Refik Anadol: Unsupervised - CODAworx

Refik Anadol: Unsupervised

Client: The Museum of Modern Art, New York

Location: New York , NY, United States

Completion date: 2022

Project Team

Refik Anadol Studio

Refik Anadol Studio

The Museum of Modern Art, NY

MoMA

Overview

What would a machine mind dream of after “seeing” the vast collection of The MoMA? Unsupervised uses artificial intelligence to answer this question by interpreting and transforming more than 200 years of art at MoMA. For this meditation on technology, creativity, and modern art, Refik Anadol Studio trained a sophisticated machine-learning model to interpret the publicly available data of MoMA’s collection.
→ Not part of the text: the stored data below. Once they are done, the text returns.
PR #5283, opened 2025-02-14
feat: Add RequestID to ClientTrafficPolicy for controlling X-Request-ID header behavior

### LINKED ISSUE #5281: Allow disabling `generate_request_id`
*Description*:
would be used.

I'd like the ability to disable the behavior of generating request IDs without using an EnvoyPatchPolicy. Would it make sense to add this to `ClientTrafficPolicy` under HeaderSettings?

[optional *Relevant Links*:]

ClientTrafficPolicy.HeaderSettings spec: https://github.com/envoyproxy/gateway/blob/1ba03b643046cfe05ce1a500a4c1fc43235823db/api/v1alpha1/clienttrafficpolicy_types.go#L103-L144

```
kind: EnvoyPatchPolicy
metadata:
  name: patch-pol
spec:
  jsonPatches:
  - name: default/eg/https
    operation:
      op: add
      path: /filter_chains/0/filters/0/typed_config/generate_request_id
      value: false
    type: type.googleapis.com/envoy.config.listener.v3.Listener
```

jukie:
**What type of PR is this?**

feat: allow disabling `generate_request_id`

This allows for disabling Envoy's default behavior of generating an X-request-id header for every request. Generating a random UUID4 is expensive so in high throughput scenarios it's desirable to disable this.

Fixes #5281

Release Notes: Yes


jukie:
Need to adjust the true|false logic

internal/ir/xds.go
```diff
@@ -640,6 +640,11 @@ type HeaderSettings struct {
 	// It defaults to false.
 	PreserveXRequestID bool `json:"preserveXRequestID,omitempty" yaml:"preserveXRequestID,omitempty"`
 
+	// GenerateRequestID configures whether envoy will generate the x-request-id header if it does not exist.
+	// Generating a random UUID4 is expensive so in high throughput scenarios where this feature is not desired it can be disabled.
+	// It defaults to true
+	GenerateRequestID *bool `json:"generateRequestID" yaml:"generateRequestID,omitempty"`
```
guydc, line 646: json omitempty missing

internal/xds/translator/listener_test.go
```diff
@@ -101,3 +103,35 @@ func Test_buildTCPProxyHashPolicy(t *testing.T) {
 		})
 	}
 }
+
+func Test_buildGenerateRequestID(t *testing.T) {
```
guydc, line 107: Can you also add a test case using testdata for xds translator_test?

internal/ir/xds.go
```diff
@@ -640,6 +640,11 @@ type HeaderSettings struct {
 	// It defaults to false.
 	PreserveXRequestID bool `json:"preserveXRequestID,omitempty" yaml:"preserveXRequestID,omitempty"`
 
+	// GenerateRequestID configures whether envoy will generate the x-request-id header if it does not exist.
+	// Generating a random UUID4 is expensive so in high throughput scenarios where this feature is not desired it can be disabled.
+	// It defaults to true
```
guydc, line 645: I think that we try to avoid default-true boolean flags. However, not sure if there's a good naming option here for a default-false bool.

guydc (commented):
overall LGTM, not sure if we can improve the naming here.

internal/ir/xds.go
jukie: I can adjust this because it's probably not clear. The _Envoy API _ defaults to true for this feature and Envoy Gateway defaults to an empty field here

internal/xds/translator/listener_test.go
jukie: Sure, added

internal/ir/xds.go
jukie: @guydc does the updated description sound reasonable?

internal/gatewayapi/testdata/clienttrafficpolicy-mtls-forward-client-cert.out.yaml
```diff
@@ -711,6 +716,7 @@ xdsIR:
     http:
     - address: 0.0.0.0
       headers:
+        generateRequestID: null
```
zirain, line 719: why here is a `null`?

jukie: The desire there was to leave the field omitted when left empty, I'll fix that now

api/v1alpha1/clienttrafficpolicy_types.go
```diff
@@ -136,6 +136,12 @@ type HeaderSettings struct {
 	// +optional
 	PreserveXRequestID *bool `json:"preserveXRequestID,omitempty"`
 
+	// GenerateRequestID configures whether envoy will generate the x-request-id header if it does not exist.
+	// Generating a random UUID4 is expensive so in high throughput scenarios where this feature is not desired it can be disabled.
+	// This feature is enabled by default when empty
+	// +optional
+	GenerateRequestID *bool `json:"generateRequestID,omitempty"`
```
arkodg, line 143: thoughts on `DisableRequestID` ?

zirain: I'm fine with the name, but this should be opt-in, and didn't change previous behavior(even it's not quite right).

jukie: This wouldn't change existing behavior. By default Envoy enables this feature when left omitted and is the same approach taken here.
* Explicit enable - adds the field to the config but effectively a no-op
* Explicit disable - disables the feature
* Omitted - no-op for the resulting envoy config and is also omitted there

zirain: IIRC, there're 200+ files changed before, that's why I call it out.

arkodg: 3 options here
```
a) GenerateRequestId
b) DisableRequestId
c) RequestId: "Preserve" | "Overwrite" | "Disable"
```
cc @envoyproxy/gateway-reviewers

zirain: +1 on `c) RequestId: "Preserve" | "Overwrite" | "Disable"`

jukie: I think we may four options but I like that approach. What behavior would `Overwrite` lead to there?

What about:
```
a) "PreserveOrGenerate" (preserve if exists, generate otherwise) # naming could be better here
b) "Preserve" (preserve if exists, do not generate)
c) "Generate" (ignore external, always generate)
d) "Disabled" (do not preserve, do not generate)
```

zirain: in that case, option (c) is better choice.

jukie: Updated with the new field and a deprecation notice for PreserveXRequestID. I'll mark this as resolved.

release-notes/current.yaml
```diff
@@ -14,6 +14,7 @@ new features: |
   Allow matchExpressions in TargetSelector
   Add defaulter for gateway-api resources loading from file to be able to set default values.
   Added support for defining Lua EnvoyExtensionPolicies
+  Added support for disabling generate_request_id
```
guydc, line 17: let's add a not about the deprecation in the deprecations section.

api/v1alpha1/clienttrafficpolicy_types.go
```diff
@@ -160,6 +168,24 @@ const (
...
 )
 
+// RequestIDAction configures the action to take for populating or preserving the
+// `X-Request-ID` header for a request.
+//
+// +kubebuilder:validation:Enum=PreserveOrGenerate;Preserve;Generate;Disabled
+type RequestIDAction string
+
+const (
+	// Preserve `X-Request-ID` if already presenet or generate if empty
```
arkodg, line 178:
```suggestion
	// Preserve `X-Request-ID` if already present or generate if empty
```

api/v1alpha1/clienttrafficpolicy_types.go
```diff
@@ -160,6 +168,24 @@ const (
...
+	RequestIDActionPreserveOrGenerate RequestIDAction = "PreserveOrGenerate"
+	// Preserve `X-Request-ID` if already presenet, do not generate when empty
```
arkodg, line 180:
```suggestion
	// Preserve `X-Request-ID` if already present, do not generate when empty
```

api/v1alpha1/clienttrafficpolicy_types.go
```diff
@@ -132,10 +132,18 @@ type HeaderSettings struct {
 	// PreserveXRequestID configures Envoy to keep the X-Request-ID header if passed for a request that is edge
 	// (Edge request is the request from external clients to front Envoy) and not reset it, which is the current Envoy behaviour.
 	// It defaults to false.
+	// Deprecated: use RequestIDAction instead
```
arkodg, line 135:
```suggestion
	// Deprecated: use RequestID instead
```

arkodg (dismissed):
LGTM thanks !

api/v1alpha1/clienttrafficpolicy_types.go
```diff
@@ -160,6 +168,23 @@ const (
...
+const (
+	// Preserve `X-Request-ID` if already present or generate if empty
+	RequestIDActionPreserveOrGenerate RequestIDAction = "PreserveOrGenerate"
+	// Preserve `X-Request-ID` if already present, do not generate when empty
+	RequestIDActionPreserve RequestIDAction = "Preserve"
+	// Always generate `X-Request-ID` header, do not preserve `X-Request-ID`
+	// header if it exists. This is the default behavior.
+	RequestIDActionGenerate RequestIDAction = "Generate"
+	// Do not preserve or generate `X-Request-ID` header
+	RequestIDActionDisabled RequestIDAction = "Disabled"
```
arkodg, line 185: this should be `Disable` since all other actions are in present tense

arkodg (approved):
LGTM thanks !

api/v1alpha1/clienttrafficpolicy_types.go
```diff
@@ -132,10 +132,18 @@ type HeaderSettings struct {
 	// PreserveXRequestID configures Envoy to keep the X-Request-ID header if passed for a request that is edge
 	// (Edge request is the request from external clients to front Envoy) and not reset it, which is the current Envoy behaviour.
 	// It defaults to false.
+	// Deprecated: use RequestID instead
```
sanposhiho, line 135: need to mention what happens when both are set. Or, we should validate only either of them is set at CEL validation.

sanposhiho: also it'd be more user friendly how they can use RequestID to configure the same. (i.e. set `Preserve`)

internal/ir/xds.go
```diff
@@ -638,8 +647,14 @@ type HeaderSettings struct {
 	// PreserveXRequestID configures whether Envoy will keep the x-request-id header if passed for a request that is edge
 	// (Edge request is the request from external clients to front Envoy) and not reset it, which is the current Envoy behaviour.
 	// It defaults to false.
+	// Deprecated: use RequestID instead
 	PreserveXRequestID bool `json:"preserveXRequestID,omitempty" yaml:"preserveXRequestID,omitempty"`
```
sanposhiho, line 651: Can we just delete this field and use only `RequestID` internally? Do we usually avoid breaking changes at IR level as well?

arkodg: Yah +1 to cleaning this up, can also be done in a follow up

zirain (approved):
LGTM, we can handle the deprecated things seperated.

zirain (approved):

arkodg (approved):

jukie:
Thanks I'll open a cleanup PR next week.

PR #5286, opened 2025-02-16
fix: sort the missing resources to fix the gen-check

shawnh2:
**What type of PR is this?**

fix the gen-check error: https://github.com/envoyproxy/gateway/actions/runs/13351974556/job/37289680958?pr=5285#step:4:587


zirain (approved):

Xunzhuo (approved):

internal/gatewayapi/resource/load.go
```diff
@@ -330,7 +331,10 @@ func loadKubernetesYAMLToResources(input []byte, addMissingResources bool) (*Res
 	}
 
 	if addMissingResources {
-		for ns := range requiredNamespaceMap {
+		// Sort the required namespace in order to keep the consistency for test.
```
arkodg, line 334: Should the sort be in the output test code instead of here ?

Issue #193, opened 2014-09-12
Client secret found in GET URI MUST not exist


maletor:
“The parameters can only be transmitted in the request-body and MUST NOT be included in the request URI.”

From the OAuth spec, we should not allow client_secret to ever appear in the URL, yet there is [a spec for it](https://github.com/intridea/oauth2/blob/master/spec/oauth2/strategy/auth_code_spec.rb#L12).

pboling:
Fix will be release in v2.0.0

PR #472, opened 2019-09-20
Add checks to enforce no client_secret in authorize_url query params

dfockler:
Fix for #193 

Raise error if the `implicit`, and `auth_code` grant types are passed the `client_secret` as a parameter for the `authorize_url`.


pboling:
Merging this in spite of some of the build envs being in a broken state.  Most of the builds are passing, and this change wouldn't result in any of the failures seen.  We need to restrict the gem versions (particularly of bundler) per each version of Ruby.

As the model “walks” through its conception of this vast range of works, it reimagines the history of modern art and what might be to come.
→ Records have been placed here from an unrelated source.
PR #485, opened 2019-12-18
Add the ability to use TLS client auth when requesting access token

thomcorley:
When making the request to retrieve an access token, if the API requires
you to use TLS client auth as the authentication mechanism then it will
fail if the client secret is sent. For this auth type, only the client
ID should be sent.

We do not currently allow the developer to customise this; we set the
client ID and secret by default for all access token requests.

This PR adds an extra section to the case statement in
Authenticator#apply to add the desired functionality; when passing in
`tls_client_auth` as the auth mode, the client secret will be omitted
from the request.

**Update:**
There were some failing specs due to the logging in the new version of Faraday (1v1.0.0) being in a different format to that which the test suite expected. This PR also addresses this. The fix was to remove the log level markers "INFO/DEBUG".

### DIFF
--- a/lib/oauth2/authenticator.rb
+++ b/lib/oauth2/authenticator.rb
@@ -25,6 +25,8 @@ module OAuth2
         apply_basic_auth(params)
       when :request_body
         apply_params_auth(params)
+      when :tls_client_auth
+        apply_tls_params_auth(params)
       else
         raise NotImplementedError
       end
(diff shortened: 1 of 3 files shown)


thomcorley:
@pboling are you a maintainer of this gem? I wonder if you might be able to find some time to review this small PR? I work in the banking team at FreeAgent and we want to be able to use `tls_client_auth` as an auth scheme for making Open Banking API connections. It would be great if this change was pushed to master!

By the way - I encountered an issue with the logging from Faraday that was causing the test suite to fail, and this PR fixes that also. My colleague @dgholz also put up a PR to fix the specs:
https://github.com/oauth-xx/oauth2/pull/493

pboling:
@thomcorley Yes I am the primary maintainer!  Sorry I missed this PR compeltely over the holidays.  I'll get it into master (tracking the future 2.0 release), and try to backport to 1.4.x

thomcorley:
Thank you for the prompt review @pboling! This is going to be a great help for us.

pboling:
This was released in 1.4.3+, and will also be in 2.x series.

Issue #486, opened 2019-12-19
301 Redirect should handle relative URL in response_headers['location']


cowlibob:
The returned location is used for the next request directly, but in some cases, this can be a relative URL:

> An obsolete version of the HTTP 1.1 specifications (IETF RFC 2616) required a complete absolute URI for redirection.[2] The IETF HTTP working group found that the most popular web browsers tolerate the passing of a relative URL[3] and, consequently, the updated HTTP 1.1 specifications (IETF RFC 7231) relaxed the original constraint, allowing the use of relative URLs in Location headers.[4]
 (https://en.wikipedia.org/wiki/HTTP_location)

https://github.com/oauth-xx/oauth2/blob/3bef9feff5de9d46b35c7423061508e5092b1eac/lib/oauth2/client.rb#L113

cowlibob:
I think the best solution is to merge the `response.headers['location']` value into the original URL `response.response.url`.

`response.response.env.url.merge (response.headers['location'])`

pboling:
Ref #487

PR #487, opened 2019-12-19
Handle relative location in a 301 redirect.

cowlibob:
This is a simple change to merge a relative reference (1) or absolute URI (2) from the location header into the original request URI.

If there are any barriers to this being merged, please let me know.

1. https://tools.ietf.org/html/rfc3986#section-4.2
2. https://tools.ietf.org/html/rfc3986#section-4.3

### DIFF
--- a/lib/oauth2/client.rb
+++ b/lib/oauth2/client.rb
@@ -110,7 +110,8 @@ module OAuth2
           verb = :get
           opts.delete(:body)
         end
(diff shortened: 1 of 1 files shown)


pboling:
@cowlibob Please rebase on top of latest master!

pboling:
There should be a spec added to test this as well.

pboling:
Fixed by #486 and #575

PR #494, opened 2020-01-27
Adds support for private_key_jwt

SteveyblamFreeagent:
A recent merge added support for tls_client_auth scheme by providing an auth scheme value that would only add the client_id to the request body. The Private Key JWT scheme includes the client_id in the client_assertion and so is not needed in the main request body. 

This PR simply returns unaltered params when private_key_jwt is specified as the auth_scheme

### DIFF
--- a/lib/oauth2/authenticator.rb
+++ b/lib/oauth2/authenticator.rb
@@ -25,8 +25,8 @@ module OAuth2
         apply_basic_auth(params)
       when :request_body
         apply_params_auth(params)
-      when :tls_client_auth
-        apply_tls_params_auth(params)
+      when :tls_client_auth, :private_key_jwt
+        apply_client_id(params)
       else
         raise NotImplementedError
       end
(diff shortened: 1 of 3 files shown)


lib/oauth2/authenticator.rb
```diff
@@ -44,8 +46,9 @@ def apply_params_auth(params)
       {'client_id' => id, 'client_secret' => secret}.merge(params)
     end
 
-    # When using the TLS client auth scheme, we don't want to send the secret
-    def apply_tls_params_auth(params)
+    # When using schemes that don't require the client_secret to be passed ( TLS Client auth, Private Key JWT etc),
```
pboling: Same problem with the comment as in the other PR.

pboling: I'll merge this and then make the change.

pboling:
Based on OAuth JWT assertion specification [(RFC 7523)](https://tools.ietf.org/html/rfc7523)

PR #495, opened 2020-01-27
add support for private_key_jwt and tls_client_auth

SteveyblamFreeagent:
A recent merge to master added support for tls_client_auth scheme by providing an auth scheme value that would only add the client_id to the request body. The Private Key JWT scheme includes the client_id in the client_assertion and so is not needed in the main request body.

For Unsupervised, Anadol synthesized the vast data collected from the MoMA’s publicly available metadata archive into ethereal data pigments, and eventually into a representational form of fluid-inspired movements, with the help of generative algorithms and a custom software called Latent Space Browser, which the studio has been developing since 2017. Thus, the Studio’s signature fluid dynamics algorithm infinitely dreams about the MoMA archive.

Goals

AI is often used to classify, process, and generate realistic representations of the world. In contrast, Unsupervised is visionary: it explores fantasy, hallucination, and irrationality, creating an alternate understanding of art-making itself. Unsupervised not only pulls the viewer into a strange world of collective art histories as imagined by a dreaming machine, but also provides a moment of meditation on new modes of perception and sensation. As it unfolds, you can see it speculating about, for instance: How to create an abstract picture. How to render volume and depth in new ways. How to deal with inventing new colors. And even the question, Why?—because these are the problems that artists confronted in the past two centuries. The AI Data Painting also incorporates site-specific input from the environment of the Museum’s Gund Lobby—changes in light, movement, acoustics, and the weather outside—to affect the continuously shifting imagery and sound.

Process

Organized by Michelle Kuo, The Marlene Hess Curator of Painting and Sculpture, and Paola Antonelli, Senior Curator of Architecture and Design and Director of Research and Development, with Lydia Mullin, Curatorial Assistant, Department of Painting and Sculpture.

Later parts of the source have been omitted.